Trustworthy AI in numerics: On verification algorithms for neural network-based PDE solvers

• Main Authors: Haugen, Emil, Stepanenko, Alexei, Hansen, Anders C
• Format: Journal Article
• Language: English
• Published: 30.09.2025
• Subjects: Computer Science - Numerical Analysis; Mathematics - Numerical Analysis
• DOI: 10.48550/arxiv.2509.26122

We present new algorithms for a posteriori verification of neural networks (NNs) approximating solutions to PDEs. These verification algorithms compute accurate estimates of$L^p$norms of NNs and their derivatives.
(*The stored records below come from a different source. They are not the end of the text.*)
PR #194, opened 2020-05-12
adding basic accessibility struct

g-Off:
Starting point for a bit of extra accessibility data. The struct stores the iOS 13+ `userInputLabels` that are what the voice control system uses. This lets us put proper labels on cells so they can be tapped, instead of relying on the full accessibility string which can be quite cumbersome to speak.

### DIFF
--- a/Sources/FunctionalTableData/Accessibility.swift
+++ b/Sources/FunctionalTableData/Accessibility.swift
@@ -1,0 +1,42 @@
+//
+//  Accessibility.swift
+//  FunctionalTableData
+//
+//  Created by Geoffrey Foster on 2020-04-28.
+//  Copyright © 2020 Shopify. All rights reserved.
+//
+
+import UIKit
+
+public struct Accessibility: Equatable {
+	public var identifier: String?
+	public var userInputLabels: [String]?
+	
+	public init(identifier: String? = nil, userInputLabels: [String]? = nil) {
+		self.identifier = identifier
+		self.userInputLabels = userInputLabels
+	}
+	
+	internal func with(defaultIdentifier: String) -> Accessibility {
+		guard identifier == nil else { return self }
+		var copy = self
+		copy.identifier = defaultIdentifier
+		return copy
+	}
+}
+
+extension Accessibility {
+	func apply(to cell: UITableViewCell) {
+		cell.accessibilityIdentifier = identifier
+		if #available(iOS 13.0, *) {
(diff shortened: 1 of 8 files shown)


Sources/FunctionalTableData/TableView/FunctionalTableData+UITableViewDataSource.swift
```diff
@@ -31,8 +31,10 @@ extension FunctionalTableData {
 			let row = indexPath.row
 			let cellConfig = sectionData[row]
 			let cell = cellConfig.dequeueCell(from: tableView, at: indexPath)
-			cell.accessibilityIdentifier = ItemPath(sectionKey: sectionData.key, itemKey: cellConfig.key).description
-			
+			let accessibilityIdentifier = ItemPath(sectionKey: sectionData.key, itemKey: cellConfig.key).description
+			var accessibility = cellConfig.accessibility ?? Accessibility(identifier: accessibilityIdentifier)
```
alunbestor, line 35: Could we make `accessibility` default to `Accessibility()` rather than `nil`, to match what we do with `CellActions`? Effectively we're forcing each cell to have one anyway.

raulriera:
Missing tests 😉

g-Off:
> Unsure about the `nil` or default init. I assume we don't have that `ItemPath(sectionKey: sectionData.key, itemKey: cellConfig.key).description` information as a default implementation

Switched to a default `Accessibility()` that gets its identifier set to the `ItemPath` if and only if it's `nil` as per Alun's suggestion. Definitely cleaner this way.



> Missing tests 😉

🤫

Sources/FunctionalTableData/Accessibility.swift
```diff
@@ -0,0 +1,42 @@
...
+public struct Accessibility: Equatable {
+	public var identifier: String?
+	public var userInputLabels: [String]?
+	
+	public init(identifier: String? = nil, userInputLabels: [String]? = nil) {
+		self.identifier = identifier
+		self.userInputLabels = userInputLabels
+	}
+	
+	internal func with(identifier: String) -> Accessibility {
```
alunbestor, line 20: This feels a little misleading to me: UIKit's `with` methods (e.g. `UIFont.withSize`) and our own `with` methods (e.g. in Polaris.FontBook) always override the original value, whereas this specifies a fallback when the field doesn't already have a value.

Maybe just `with(defaultIdentifier:)`?

PR #197, opened 2020-05-27
Make reloadEntireTableThreshold configurable

gantonious:
If you have a table diff that changes more than 20 rows FTD will reload the entire table rather than applying all the changes separately. Unfortunately you lose animations when this happens. This makes the `reloadEntireTableThreshold` configurable at a global level to allow consumers to animate more than 20 changes at once.


gantonious:
Don't need this anymore. Ended up using DifferenceKit 🙂

PR #198, opened 2020-09-23
update readme

robinsenior:
- remove references to demo app.
- add SPM docs

### DIFF
--- a/README.md
+++ b/README.md
@@ -35,8 +35,6 @@ For more information, read our [documentation](https://shopify.github.io/Functio
 
 ## Usage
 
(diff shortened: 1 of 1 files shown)


raulriera (approved):
I assume you meant to delete the project file?

dannbeau (approved):

robinsenior:
@raulriera I didn't actually, good catch. I've reverted it, but also have no idea how that would've happened – I just checked my shell history and there's no reference to deleting it.

Was there a reason we deleted the demo project? My intern was hoping to learn from it.

raulriera:
It didn’t work with SPM if I remember correctly.  And it was also getting included 

But now that we can hide resources in the packages. We can bring it back and not include it

PR #732, opened 2018-06-29
Make auto as valid resizeMode value

a-tarasyuk:


src/web/Image.tsx
```diff
@@ -375,41 +376,43 @@ export class Image extends React.Component<Types.ImageProps, ImageState> {
         this._mountedComponent = component;
     }
 
-    private _getStyles() {
-        let combinedStyles = Styles.combine([_styles.defaultContainer, this.props.style]) as any;
+    private _getStyles(): CSSProperties {
+        const { resizeMode = 'contain' } = this.props;
```
erictraut: I'm not familiar with this construct. Does this assign the value of 'contain' if 'this.props.resizeMode' is undefined? If so, your change doesn't deal with the case where the caller specified some unsupported value for the resizeMode prop. The previous code properly fell back to the default of 'contain'. Your logic simply passes is through unmodified.

Incidentally, the documentation indicates that the default value of this prop is 'stretch', which doesn't match the code. It's probably best to change the documentation to say that the default is 'contain' rather than changing the code at this point, in case app code already depends on this behavior.

a-tarasyuk: @erictraut thanks for your comments.

> If so, your change doesn't deal with the case where the caller specified some unsupported value for the resizeMode prop.

I think we can use propTypes to disallow unsupported values instead of adding this logic explicit to code

```typescript
static propTypes = {
    resizeMode: PropTypes.oneOf(['auto', 'contain', 'cover', 'stretch', 'repeat'])
};
```

What do you think about it?

> Are you planning to fix that as well?
Yes, I'll make new PR for that, after discussion. In the PR just wanted to fix the current bug, in order to have small PR to review. Does that make sense?

erictraut: We don't use PropTypes for enforcement anywhere else in ReactXP, so I'm hesitant to use this approach in this one case. (We tend not to use PropTypes because we believe strongly in static type checking versus runtime checks.) I guess that my comment above doesn't affect users of TypeScript. 

In this case, I'd prefer to stick with the previous approach of falling back to the default if the user provides an unsupported input value.

a-tarasyuk: >  I guess that my comment above doesn't affect users of TypeScript.

You are right. PropTypes has to check it in JS version. Anyway, I will add this logic explicitly in code.

a-tarasyuk:
> Incidentally, the documentation indicates that the default value of this prop is 'stretch', which doesn't match the code.

It was the previous behavior.

@erictraut Pushed changes + Updated docs.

When combined with residual bounds for specific PDEs, the algorithms provide guarantees of$\eps$ -accuracy (in a suitable norm) with respect to the true, but unknown, solution of the PDE -- for arbitrary$\eps >0$ . In particular, if the NN fails to meet the desired accuracy, our algorithms will detect that and reject it, whereas any NN that passes the verification algorithms is certified to be$\eps$ -accurate. This framework enables trustworthy algorithms for NN-based PDE solvers, regardless of how the NN is initially computed. Such a posteriori verification is essential, since a priori error bounds in general cannot guarantee the accuracy of computed solutions, due to algorithmic undecidability of the optimization problems used to train NNs.